Japonya'nın Nükleer Düzenleme Kurumu, devreye alma için 18 diğer nükleer reaktörü incelemeye devam ediyor. Türkiye Cumhuriyeti Hükümeti ile Rusya Federasyonu arasında 12 Mayıs 2010 tarihinde Akkuju sahasında nükleer santral inşası ve kullanımına ilişkin işbirliği anlaşmasının imzalanması, ülkemizin kalkınma hedefine ulaşmasında çok önemli bir kilometre taşı olmuştur. inşa etmek. nükleer enerji santrali Yarım asırdır nükleer santral. 13 Aralık 2010 tarihinde sözleşme imzalandıktan sonra proje firması kurulmuş ve çalışmalara başlanmıştır.
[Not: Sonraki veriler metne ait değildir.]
PR #264, opened 2020-04-09
make learners picklable

basnijholt:
## Description

I realized that in some cases it's very useful to pickle learners. For example to send it over the network when parallelizing code.

With these changes, most learners become picklable.

## Checklist

- [ ] `pytest` passed

## Type of change

*Check relevant option(s).*

### DIFF
--- a/adaptive/tests/test_pickling.py
+++ b/adaptive/tests/test_pickling.py
@@ -85,6 +85,8 @@ def test_serialization_for(learner_type, learner_kwargs, serializer):
         f = f_for_pickle  # noqa: F811
 
     learner = learner_type(f, **learner_kwargs)
+    if learner_type is Learner1D:
+        learner._recompute_losses_factor = 1
 
     simple(learner, goal_1)
     learner_bytes = serializer.dumps(learner)
--- a/adaptive/tests/test_pickling.py
+++ b/adaptive/tests/test_pickling.py
@@ -86,6 +86,8 @@ def test_serialization_for(learner_type, learner_kwargs, serializer):
 
     simple(learner, goal_1)
     learner_bytes = serializer.dumps(learner)
+    loss = learner.loss()
+    asked = learner.ask(1)
 
     if serializer is not pickle:
         # With pickle the functions are only pickled by reference
@@ -94,6 +96,15 @@ def test_serialization_for(learner_type, learner_kwargs, serializer):
 
     learner_loaded = serializer.loads(learner_bytes)
     assert learner_loaded.npoints >= 10
+    assert loss == learner_loaded.loss()
+
+    if learner_type is not Learner2D:
+        # cannot test this for Learner2D because
+        # xfailing test_point_adding_order_is_irrelevant
+        assert asked == learner_loaded.ask(1)
+        # load again to undo the ask
+        learner_loaded = serializer.loads(learner_bytes)
+
     simple(learner_loaded, goal_2)
     assert learner_loaded.npoints >= 20
 
--- a/adaptive/tests/test_pickling.py
+++ b/adaptive/tests/test_pickling.py
@@ -1,6 +1,4 @@
-import operator
 import pickle
-import random
 
 import pytest
 
@@ -11,7 +9,6 @@ from adaptive.learner import (
     IntegratorLearner,
     Learner1D,
     Learner2D,
-    LearnerND,
     SequenceLearner,
 )
 from adaptive.runner import simple
@@ -39,48 +36,61 @@ def goal_2(learner):
     return learner.npoints == 20
 
 
+def pickleable_f(x):
+    return hash(str(x)) / 2 ** 63
+
+
+nonpickleable_f = lambda x: hash(str(x)) / 2 ** 63  # noqa: E731
+
+
+def identity_function(x):
+    return x
+
+
+def datasaver(f, learner_type, learner_kwargs):
+    return DataSaver(
+        learner=learner_type(f, **learner_kwargs), arg_picker=identity_function
+    )
+
+
+def balancing_learner(f, learner_type, learner_kwargs):
+    learner_1 = learner_type(f, **learner_kwargs)
+    learner_2 = learner_type(f, **learner_kwargs)
+    return BalancingLearner([learner_1, learner_2])
+
+
 learners_pairs = [
     (Learner1D, dict(bounds=(-1, 1))),
     (Learner2D, dict(bounds=[(-1, 1), (-1, 1)])),
-    (LearnerND, dict(bounds=[(-1, 1), (-1, 1), (-1, 1)])),
     (SequenceLearner, dict(sequence=list(range(100)))),
     (IntegratorLearner, dict(bounds=(0, 1), tol=1e-3)),
     (AverageLearner, dict(atol=0.1)),
+    (datasaver, dict(learner_type=Learner1D, learner_kwargs=dict(bounds=(-1, 1)))),
+    (
+        balancing_learner,
+        dict(learner_type=Learner1D, learner_kwargs=dict(bounds=(-1, 1))),
+    ),
 ]
 
-serializers = [pickle]
+serializers = [(pickle, pickleable_f)]
 if with_cloudpickle:
-    serializers.append(cloudpickle)
+    serializers.append((cloudpickle, nonpickleable_f))
 if with_dill:
-    serializers.append(dill)
+    serializers.append((dill, nonpickleable_f))
+
 
 learners = [
-    (learner_type, learner_kwargs, serializer)
-    for serializer in serializers
+    (learner_type, learner_kwargs, serializer, f)
+    for serializer, f in serializers
     for learner_type, learner_kwargs in learners_pairs
 ]
 
 
-def f_for_pickle(x):
-    return 1
-
-
-def f_for_pickle_datasaver(x):
-    return dict(x=x, y=x)
-
-
 @pytest.mark.parametrize(
-    "learner_type, learner_kwargs, serializer", learners,
+    "learner_type, learner_kwargs, serializer, f", learners,
 )
-def test_serialization_for(learner_type, learner_kwargs, serializer):
+def test_serialization_for(learner_type, learner_kwargs, serializer, f):
     """Test serializing a learner using different serializers."""
-
-    def f(x):
-        return random.random()
-
-    if serializer is pickle:
-        # f from the local scope cannot be pickled
-        f = f_for_pickle  # noqa: F811
 
     learner = learner_type(f, **learner_kwargs)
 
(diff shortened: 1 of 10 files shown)


basnijholt:
@akhmerov and @jbweston, I wonder if we should also pickle `adaptive.__version__` and warn the user that if they are loading a learner that is pickled with another version, that there is no guarantee that stuff's correct?

basnijholt:
@akhmerov, good idea, I've added that in https://github.com/python-adaptive/adaptive/pull/264/commits/54017f38e01e509c256565abe32b1ddff03eed3d.

adaptive/tests/test_pickling.py
```diff
@@ -0,0 +1,169 @@
...
+    loss = learner.loss()
+    asked = learner.ask(1)
+
+    if serializer is not pickle:
+        # With pickle the functions are only pickled by reference
+        del f
+        del learner
+
+    learner_loaded = serializer.loads(learner_bytes)
+    assert learner_loaded.npoints >= 10
```
akhmerov, line 98: Why not an exact equality here?

basnijholt: Fixed!

akhmerov:
@basnijholt any idea why tests fail?

basnijholt:
The failure is intermittent and unrelated to these changes, also happens in master sometimes. 

It seems like the `distributed` test keeps getting stuck on Windows and MacOS.

akhmerov:
But it seems like serialization tests are failing?

image

basnijholt:
Oh, you are right! I assumed it were the same failures I had seen before.

I think that is fixed by https://github.com/python-adaptive/adaptive/pull/264/commits/bc652133b91673d5f6e14bde15810e5846ee6052.

adaptive/tests/test_pickling.py
```diff
@@ -0,0 +1,173 @@
...
+    def f(x):
+        return random.random()
+
+    if serializer is pickle:
+        # f from the local scope cannot be pickled
+        f = f_for_pickle  # noqa: F811
+
+    learner = learner_type(f, **learner_kwargs)
+    if learner_type is Learner1D:
+        learner._recompute_losses_factor = 1
```
akhmerov, line 89: If I understand correctly, here we're saying "we're only computing stuff approximately, so let's change that to make pickling work". I don't think that's the right way to go.

I think pickling is supposed to also store the internal state, so that we shouldn't need to tweak the learner behavior like that.

basnijholt: I don't think it is necessary to require that an unpickled learner is identical to the one before. In this case, the loaded learner has a better approximation of the loss because it is able to load all points at once.

Storing all tiny details will probably mean that with the tiniest of changes (to private API), one is not able to load saved learners from a previous version.

akhmerov: > In this case, the loaded learner has a better approximation of the loss because it is able to load all points at once.

That is a possible reason to deviate from the standard behavior, however, I'd also like to hear @jbweston's opinion—I still think that this is dangerously unconventional.

> Storing all tiny details will probably mean that with the tiniest of changes (even to private API), one is not able to load saved learners from a previous version.

I don't think cross-version pickling is guaranteed by anything.

basnijholt: Even today I loaded data saved with Adaptive more than three years ago and it loaded without any complaint, which made me very happy. 

One other thing to keep in mind is that, even though this might not be the final answer, it's still better than the current broken state! Right now picking works for some Learners while others have a broken state after loading.

akhmerov: That's the difference between data formats and pickling (preserving live objects).

One should be stable, the other should be exact.

jbweston: It is generally true that people expect `pickle.loads(pickle.dumps(x))` to be as close to the identity as possible. If we start deviating from this it is IMO almost certain that we (or one of our users) will get surprised by this at some point in the future.

I would prefer that if what someone wants to do is "create a learner with the same data" then they should export the data from the learner, pickle that, and then load it back in later.

jbweston: I am going to counter the "but this is functionally the same thing" response with "no". 

There are certain semantics associated with pickling/unpickling that people expect.

We do not set up the expectation that exporting/importing data from a learner has any given semantics beyond the most trivial (e.g. that after the import the learner has all the data specified).

basnijholt: OK fair enough, I've made the appropriate changes such that the data structures are the same!

I've run the test 10_000 times and it always passes now! 🎉

adaptive/tests/test_pickling.py
```diff
@@ -0,0 +1,169 @@
...
+def test_serialization_for_datasaver(serializer):
+    def f(x):
+        return dict(x=1, y=x ** 2)
+
+    if serializer is pickle:
+        # f from the local scope cannot be pickled
+        f = f_for_pickle_datasaver  # noqa: F811
+
+    _learner = Learner1D(f, bounds=(-1, 1))
+    learner = DataSaver(_learner, arg_picker=operator.itemgetter("y"))
```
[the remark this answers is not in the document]
basnijholt: Completely refactored this.

adaptive/tests/test_pickling.py
```diff
@@ -0,0 +1,169 @@
...
+
+    simple(learner_loaded, goal_2)
+    assert learner_loaded.npoints == 20
+
+
+@pytest.mark.parametrize(
+    "serializer", serializers,
+)
+def test_serialization_for_datasaver(serializer):
+    def f(x):
```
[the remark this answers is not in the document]
basnijholt: Everything is now specified in the `learners` list.

adaptive/tests/test_pickling.py
```diff
@@ -0,0 +1,169 @@
...
+    learner = learner_type(f, **learner_kwargs)
+
+    simple(learner, goal_1)
+    learner_bytes = serializer.dumps(learner)
+    loss = learner.loss()
+    asked = learner.ask(10)
+    data = learner.data
+
+    if serializer is not pickle:
+        # With pickle the functions are only pickled by reference
```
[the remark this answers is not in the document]
basnijholt: After refactor this special treatment of pickle isn't needed anymore.

adaptive/tests/test_pickling.py
```diff
@@ -0,0 +1,169 @@
...
+)
+def test_serialization_for(learner_type, learner_kwargs, serializer):
+    """Test serializing a learner using different serializers."""
+
+    def f(x):
+        return random.random()
+
+    if serializer is pickle:
+        # f from the local scope cannot be pickled
+        f = f_for_pickle  # noqa: F811
```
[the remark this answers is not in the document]
basnijholt: Done!

adaptive/tests/test_pickling.py
```diff
@@ -0,0 +1,169 @@
...
+
+
+@pytest.mark.parametrize(
+    "learner_type, learner_kwargs, serializer", learners,
+)
+def test_serialization_for(learner_type, learner_kwargs, serializer):
+    """Test serializing a learner using different serializers."""
+
+    def f(x):
+        return random.random()
```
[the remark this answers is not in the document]
basnijholt: Fixed.

adaptive/tests/test_pickling.py
```diff
@@ -0,0 +1,169 @@
...
+
+learners = [
+    (learner_type, learner_kwargs, serializer)
+    for serializer in serializers
+    for learner_type, learner_kwargs in learners_pairs
+]
+
+
+def f_for_pickle(x):
+    return 1
```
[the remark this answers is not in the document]
basnijholt: Fixed.

adaptive/tests/test_pickling.py
```diff
@@ -0,0 +1,169 @@
...
+    learner_loaded = serializer.loads(learner_bytes)
+    assert learner_loaded.npoints == 10
+    simple(learner_loaded, goal_2)
+    assert learner_loaded.npoints == 20
+
+
+@pytest.mark.parametrize(
+    "serializer", serializers,
+)
+def test_serialization_for_balancing_learner(serializer):
```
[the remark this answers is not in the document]
basnijholt: Fixed.

adaptive/learner/learnerND.py
```diff
@@ -1176,3 +1169,23 @@ def _get_plane_color(simplex):
             opacity=opacity,
             lighting=lighting,
         )
+
+    def _get_data(self):
+        return self.data
+
+    def _set_data(self, data):
+        if data:
+            self.tell_many(*zip(*data.items()))
```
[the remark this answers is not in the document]
basnijholt: You are right!

I will do the work to make the LearnerND pickleable in https://github.com/python-adaptive/adaptive/pull/272.

adaptive/learner/learnerND.py
```diff
@@ -1176,3 +1169,23 @@ def _get_plane_color(simplex):
...
+            self.function,
+            self.bounds,
+            self.loss_per_simplex,
+            self._get_data(),
+        )
+
+    def __setstate__(self, state):
+        function, bounds, loss_per_simplex, data = state
+        self.__init__(function, bounds, loss_per_simplex)
+        self._set_data(data)
```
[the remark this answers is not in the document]
basnijholt: I will do the work to make the LearnerND pickleable in https://github.com/python-adaptive/adaptive/pull/272.

tlaeven:
Using a cached function doesn't work in this branch, is this intentional?

#### Minimal example:
```python
import adaptive
from functools import lru_cache
adaptive.notebook_extension()

@lru_cache()
def g(x):
    return x**2

def f(x):
    return x-g(0)

learner = adaptive.Learner1D(f, [-1,1])

runner = adaptive.Runner(learner)
runner.live_info()
```

Raises an error:
`loky.process_executor.BrokenProcessPool: A task has failed to un-serialize. Please ensure that the arguments of the function are all picklable.`

basnijholt:
@tlaeven, this is actually unrelated to these changes. The code you posted never worked, and has nothing to do with Adaptive:
```python
from functools import lru_cache
import loky
from concurrent.futures import ProcessPoolExecutor

@lru_cache()
def g(x):
    return x ** 2

def f(x):
    return x - g(0)

# Before
with ProcessPoolExecutor() as ex:
    fut = ex.submit(f, 0)
    try:
        fut.result()
    except Exception as e:
        print(f"ProcessPoolExecutor failed: {e}")

# Now
ex = loky.get_reusable_executor()
fut = ex.submit(f, 0)
try:
    fut.result()
except Exception as e:
    print(f"loky failed: {e}")
```

basnijholt:
@jbweston, I've fixed all that was brought up.

The `LearnerND` takes some more work, so I moved those commits to https://github.com/python-adaptive/adaptive/pull/272.

I think it's ready to merge. Would you take a final look?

Geçtiğimiz dönemde 01.12.2014 tarihinde Çevre ve Şehircilik Bakanlığı'ndan ÇED olumlu kararı, 15.06.2017 tarihinde EPDK'dan elektrik üretim izni alınmıştır. İlk blok için yapı ruhsatı başvurusu 3 Mart 2017 tarihinde yapılmış olup, 19 Ekim 2017 tarihinde alınan sınırlı çalışma izni ile sahada nükleer güvenlikle ilgili olmayan binaların inşaatına başlanmıştır. 2 Nisan 2018 tarihinde 1. ünitenin reaktör binası inşaatına, 1. ünitenin inşaat ruhsatının alınmasıyla başlandı. Nükleer güvenlik açısından en önemli cihazlardan birinin manşon tutucu montajı 26.10.2019 tarihinde tamamlanmıştır. Ayrıca 26 Haziran 2020 tarihinde birinci ünite reaktör binası iç koruyucu yapısının ikinci katının montajı tamamlandı.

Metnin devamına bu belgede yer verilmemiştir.